Google Cloud Adds Agent-Level Perimeters For Enterprise AI Workloads
Google Cloud has added VPC Service Controls features for agentic AI, including agent identities in perimeter rules, MCP attribute controls and native protection for Gemini Enterprise Agent Platform instances.

Google Cloud Extends VPC Service Controls To Agents
Google Cloud has added VPC Service Controls capabilities for agentic AI workloads, giving enterprises more granular perimeter controls as autonomous agents connect to tools, datasets and cloud services.
The update treats agent identity as a first-class control point.
Administrators can place agentic identities inside service perimeter ingress and egress rules through standard IAM principals.
A single principal can map to one agent, while a principalSet can apply consistent and auditable access policies across a fleet of agents.
Google Cloud says the design lets administrators revoke a compromised agent's access at the network perimeter.
That changes the control model for enterprise AI teams because agent access is no longer governed only by broad service accounts or application-level permissions.
MCP Attributes Narrow Tool Access
The update also brings Model Context Protocol attributes into VPC Service Controls.
Conditional access rules can now use fields such as mcp.toolName, mcp.method and mcp.tool.isReadOnly.
Google Cloud used a Workspace MCP example to explain the boundary.
An organization could grant an agent read access to a Workspace MCP server while denying the ability to send emails.
The example is narrow, but it addresses a common enterprise concern: agents may need to inspect information without gaining permission to trigger actions that move data or contact external parties.

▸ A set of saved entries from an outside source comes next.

PR #1284, opened 2024-06-14
Tests for cumulative metrics queried with non-default granularities

courtneyholcomb:
Tests!!

### DIFF
--- a/tests_metricflow/integration/test_cases/itest_cumulative_metric.yaml
+++ b/tests_metricflow/integration/test_cases/itest_cumulative_metric.yaml
@@ -412,3 +412,183 @@ integration_test:
     WHERE {{ render_time_constraint("a.ds", "2020-03-05", "2021-01-04") }}
     GROUP BY a.ds
     ORDER BY a.ds
+---
+integration_test:
+  name: all_time_metric_with_non_default_grains
+  description: Query a cumulative all-time metric with non-default grains
+  model: SIMPLE_MODEL
+  metrics: ["revenue_all_time"]
+  group_bys: ["metric_time__week", "metric_time__quarter"]
+  check_query: |
+    SELECT
+      metric_time__week
+      , metric_time__quarter
+      , revenue_all_time
+    FROM (
+      SELECT
+        metric_time__week
+        , metric_time__quarter
+        , FIRST_VALUE(revenue_all_time) OVER (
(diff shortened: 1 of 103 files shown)


tests_metricflow/integration/test_cases/itest_cumulative_metric.yaml
```diff
@@ -412,3 +412,183 @@ integration_test:
...
+      , revenue_instance__ds__year
+      , revenue_mtd
+    FROM (
+      SELECT
+        revenue_instance__ds__quarter
+        , revenue_instance__ds__year
+        , FIRST_VALUE(revenue_mtd) OVER (
+          PARTITION BY revenue_instance__ds__quarter, revenue_instance__ds__year
+          ORDER BY metric_time__day
+          ROWS BETWEEN UNBOUNDED PRECEDING AND UNBOUNDED FOLLOWING
```
tlento, line 518: Whoa, all of this works on all engines?

tests_metricflow/integration/test_cases/itest_cumulative_metric.yaml
```diff
@@ -412,3 +412,183 @@ integration_test:
...
+  check_query: |
+    SELECT
+      revenue_instance__ds__quarter
+      , revenue_instance__ds__year
+      , revenue_mtd
+    FROM (
+      SELECT
+        revenue_instance__ds__quarter
+        , revenue_instance__ds__year
+        , FIRST_VALUE(revenue_mtd) OVER (
```
tlento, line 515: Oh this is interesting. If it's month to date and people truncate to year that's super strange, right? It's just always month to date for January or whatever? I guess the answer is "don't do that" - but I do wonder if we should have a different default from FIRST_VALUE - I guess people can eventually override it to LAST_VALUE (which might be more sensible).

tlento (approved):
ted lasso woohoo

tests_metricflow/integration/test_cases/itest_cumulative_metric.yaml
courtneyholcomb: This SQL rendering logic already existed for conversion metrics, so it should!

courtneyholcomb: And also SQL engine & check query tests pass, so yes.

PR #1293, opened 2024-06-18
Consume new `cumulative_type_params` fields

courtneyholcomb:
Completes SL-2413

Consume new `cumulative_type_params` fields (`window` and `grain_to_date`) instead of `type_params` cumulative fields. Eventually we will retire the `type_params` fields altogether. For now, we have a transformation that copies the fields from `type_params` to `cumulative_type_params`, if not yet set. This ensures that we only need to consume the new fields here.

This is the last step needed to enable non-default granularities for cumulative metrics in MF 🥳

### DIFF
--- a/metricflow-semantics/extra-hatch-configuration/requirements.txt
+++ b/metricflow-semantics/extra-hatch-configuration/requirements.txt
@@ -1,5 +1,5 @@
 # dbt Cloud depends on metricflow-semantics (dependency set in dbt-mantle), so DSI must always point to a production version here.
-dbt-semantic-interfaces==0.6.1.dev0 # Temp: pin to dev release to support cumulative_type_params in MF before they get released in prod.
+dbt-semantic-interfaces>=0.6.1, <2.0.0 # Temp: pin to dev release to support cumulative_type_params in MF before they get released in prod.
 graphviz>=0.18.2, <0.21
 python-dateutil>=2.9.0, <2.10.0
 rapidfuzz>=3.0, <4.0
--- a/metricflow-semantics/extra-hatch-configuration/requirements.txt
+++ b/metricflow-semantics/extra-hatch-configuration/requirements.txt
@@ -1,5 +1,5 @@
 # dbt Cloud depends on metricflow-semantics (dependency set in dbt-mantle), so DSI must always point to a production version here.
-dbt-semantic-interfaces>=0.6.1, <2.0.0 # Temp: pin to dev release to support cumulative_type_params in MF before they get released in prod.
+dbt-semantic-interfaces>=0.6.1, <2.0.0
 graphviz>=0.18.2, <0.21
 python-dateutil>=2.9.0, <2.10.0
 rapidfuzz>=3.0, <4.0
--- a/metricflow-semantics/extra-hatch-configuration/requirements.txt
+++ b/metricflow-semantics/extra-hatch-configuration/requirements.txt
@@ -1,5 +1,5 @@
 # dbt Cloud depends on metricflow-semantics (dependency set in dbt-mantle), so DSI must always point to a production version here.
-dbt-semantic-interfaces>=0.5.0, <2.0.0
+dbt-semantic-interfaces==0.6.1.dev0 # Temp: pin to dev release to support cumulative_type_params in MF before they get released in prod.
 graphviz>=0.18.2, <0.21
 python-dateutil>=2.9.0, <2.10.0
 rapidfuzz>=3.0, <4.0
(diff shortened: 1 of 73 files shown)


tests_metricflow/snapshots/test_cumulative_metric_rendering.py/SqlQueryPlan/BigQuery/test_derived_cumulative_metric_with_non_default_grains__plan0_optimized.sql
```diff
@@ -11,19 +11,14 @@ FROM (
...
-        ROWS BETWEEN UNBOUNDED PRECEDING AND UNBOUNDED FOLLOWING
-      ) AS t2mr
+      , AVG(t2mr) OVER (PARTITION BY metric_time__week) AS t2mr
     FROM (
       -- Join Self Over Time Range
       -- Pass Only Elements: ['txn_revenue', 'metric_time__week', 'metric_time__day']
       -- Aggregate Measures
       -- Compute Metrics via Expressions
       SELECT
-        subq_12.metric_time__day AS metric_time__day
```
tlento, line 25: Wait, this doesn't look right. We're now doing the initial aggregation against WEEK instead of DAY, and then taking the average of those grouped by week, which is effectively a no-op. Is that expected?

tlento (commented):
Oops, wrong button.

The changes are reasonable but the SQL for the AVG window function type doesn't seem correct to me. I don't see how the window function ever gets more than one input row per window now.

tests_metricflow/snapshots/test_cumulative_metric_rendering.py/SqlQueryPlan/BigQuery/test_derived_cumulative_metric_with_non_default_grains__plan0_optimized.sql
courtneyholcomb: Shoot, you're right. I wonder if the column pruner got to it - investigating 🧐

courtneyholcomb: Definitely seems like an optimizer issue since the non-optimized SQL looks right.

courtneyholcomb: @tlento fixed this bug in the latest 2 commits.

metricflow-semantics/extra-hatch-configuration/requirements.txt
```diff
@@ -1,5 +1,5 @@
 # dbt Cloud depends on metricflow-semantics (dependency set in dbt-mantle), so DSI must always point to a production version here.
-dbt-semantic-interfaces>=0.5.0, <2.0.0
+dbt-semantic-interfaces>=0.6.1, <2.0.0 # Temp: pin to dev release to support cumulative_type_params in MF before they get released in prod.
```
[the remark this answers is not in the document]
courtneyholcomb: Oops I just should have removed this comment!

tests_metricflow/snapshots/test_cumulative_metric_rendering.py/SqlQueryPlan/BigQuery/test_derived_cumulative_metric_with_non_default_grains__plan0_optimized.sql
```diff
@@ -8,23 +8,19 @@ FROM (
     metric_time__week
     , t2mr
   FROM (
+    -- Compute Metrics via Expressions
```
tlento, line 11: Oh that's weird, but I guess it makes sense?

tlento (approved):
ted lasso let's give it a shot

tests_metricflow/snapshots/test_cumulative_metric_rendering.py/SqlQueryPlan/BigQuery/test_derived_cumulative_metric_with_non_default_grains__plan0_optimized.sql
courtneyholcomb: Yeah I think they just get optimized in a different way with this change. But not an incorrect way...

PR #1602, opened 2025-01-16
Add Github Action workflow to create a release PR

plypaul:
Props to @serramatutu for providing a reference for a similar setup. Ran commands locally, but the action will need to be merged to test fully.


.github/workflows/cd-create-release-pr.yaml
```diff
@@ -0,0 +1,90 @@
...
+        uses: miniscruff/changie-action@v2
+        with:
+          version: latest
+          args: latest
+
+      - name: Save the New Version Into Context
+        id: get-new-package-version
+        run: |
+          VERSION_WITH_V_PREFIX="${{ steps.changie-latest.outputs.output }}"
+          VERSION=$(echo "VERSION_WITH_V_PREFIX" | cut -c 2-)
```
serramatutu, line 47: I think there might be a typo here, you forgot the `$` before `VERSION_WITH_V_PREFIX`.

image

.github/workflows/cd-create-release-pr.yaml
```diff
@@ -0,0 +1,90 @@
...
+          echo "version=$VERSION" >> $GITHUB_OUTPUT
+
+      - name: Update Project Version in Source Code via Hatch
+        id: update-package-version
+        run: |
+          hatch version "${{ steps.get-new-package-version.outputs.version }}"
```
serramatutu, line 53: Should we add a sanity check here that ensures `"$(hatch version)" = "${{ steps.changie-latest.outputs.output }}"`?

This _shouldn't_ ever happen, but in case something somehow gets borked, we make sure we never open a PR with mismatched versions in `CHANGELOG.md`, `pyproject.toml` and `__about__.py`.

.github/workflows/cd-create-release-pr.yaml
```diff
@@ -0,0 +1,90 @@
...
+        run: "hatch -v run dev-env:pre-commit run --color=always --all-files"
+
+      - name: Create Pull Request
+        uses: peter-evans/create-pull-request@v4
+        with:
+          branch: release-${{ steps.get-new-package-version.outputs.version }}
+          title: "Release PR for MetricFlow ${{ steps.get-new-package-version.outputs.version }}"
+          body: >
+            Update changelog, version, and attribution for release version
+            `${{ steps.package-version.outputs.version }}`
```
serramatutu, line 83: `steps.package-version` doesn't exist. Did you want `steps.get-new-package-version`?

.github/workflows/cd-create-release-pr.yaml
```diff
@@ -0,0 +1,90 @@
...
+          labels: "Skip Changelog"
+          commit-message: |
+            Release version: ${{ steps.package-version.outputs.version }}
```
serramatutu, line 86: same as above.

serramatutu:
Suggestion for another time: add [actionlint](https://github.com/rhysd/actionlint/) to run on pre-commit whenever anything in `.github` has changed. It picks up a lot of common errors like the YAML being out of spec, or referencing steps that don't exist etc.

serramatutu:
I made a PR to add a static checker to Github Actions files. It should catch some of this stuff :) https://github.com/dbt-labs/metricflow/pull/1605

plypaul:
Good catches with those renames. Never liked working with GHA because I can't test locally and catch issues. I was almost inclined to move steps to a script for that reason.

.github/workflows/cd-create-release-pr.yaml
plypaul: Updated.

.github/workflows/cd-create-release-pr.yaml
plypaul: Updated.

.github/workflows/cd-create-release-pr.yaml
plypaul: Updated.

serramatutu (approved):

PR #1605, opened 2025-01-16
Add `actionlint` to pre-commit hooks

serramatutu:
## Description

This PR adds [actionlint](https://github.com/rhysd/actionlint/) to our pre-commit hooks. It will run whenever something has changed under `.github/workflows/`.

As the name suggests, actionlint is a Github Actions file linter, and it checks for things such as non-conformance to the YAML schema, referencing non-existing steps/outputs or running some security audits. It also runs [shellcheck](https://github.com/koalaman/shellcheck) to ensure the shell scripts in our actions files have no glaring issues.

After adding actionlint, I ran it over the entire repo to fix the issues it found with our actions.

You can review by commit.

### DIFF
--- a/.github/workflows/cd-push-dbt-metricflow-to-pypi.yaml
+++ b/.github/workflows/cd-push-dbt-metricflow-to-pypi.yaml
@@ -19,7 +19,7 @@ jobs:
       id-token: write
     steps:
       - name: Check-out the repo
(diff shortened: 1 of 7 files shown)


courtneyholcomb (commented):
Nice!! Thank you!

WilliamDee (approved):

PR #1606, opened 2025-01-16
Add config to get_measures_for_metrics response

DevonFulcher:
This method constructs its response with `__ini__` where others use `from_pydantic`. So, this field has to be added manually so that it MFS can gain access to it.


courtneyholcomb (approved):
LGTM!!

VPC Service Controls is also now natively integrated with the Gemini Enterprise Agent Platform.
When administrators include Agent Platform as a protected service inside a VPC-SC perimeter, public internet access to that Agent Platform instance is blocked without extra configuration overhead.
Perimeters Address Data Movement, Not Just Identity
Google Cloud framed the product update as a layered AI security model.
IAM and Principal Access Boundaries govern who can access resources.
Next-generation network firewalls and VPC Service Controls govern data movement across boundaries.
Organization Policy and other resource controls set broader configuration limits.
The distinction matters for agentic workloads because agents can follow prompts, call tools and trigger cloud operations.
A compromised agent may still hold valid IAM credentials, so an identity check alone may not identify an abnormal action.
The company described three threat scenarios mapped to the OWASP Top 10 for LLM Applications.
In one case, an indirect prompt injection tries to make an agent summarize internal data and send it to an external webhook.
VPC-SC blocks the API-layer transfer when the destination sits outside the defined perimeter.
Enterprise AI Teams Still Need Deployment Discipline
The update gives cloud security teams more precise enforcement around AI agents, but it does not remove the work of defining perimeters, mapping agent identities and deciding which tools should be read-only.
It also does not replace IAM, firewalls or organization policies; Google Cloud positions VPC-SC as the destination-based layer among those controls.
Mercado Libre project lead Juan Pablo Boschi said the company uses VPC Service Controls across hundreds of Google Cloud projects to maintain network-level security controls and keep data protected in its cloud environment.
For CIOs and security teams, the remaining implementation burden is concrete: each production agent needs a mapped identity, a perimeter rule, an MCP tool policy where relevant and a destination boundary that blocks data movement outside approved projects.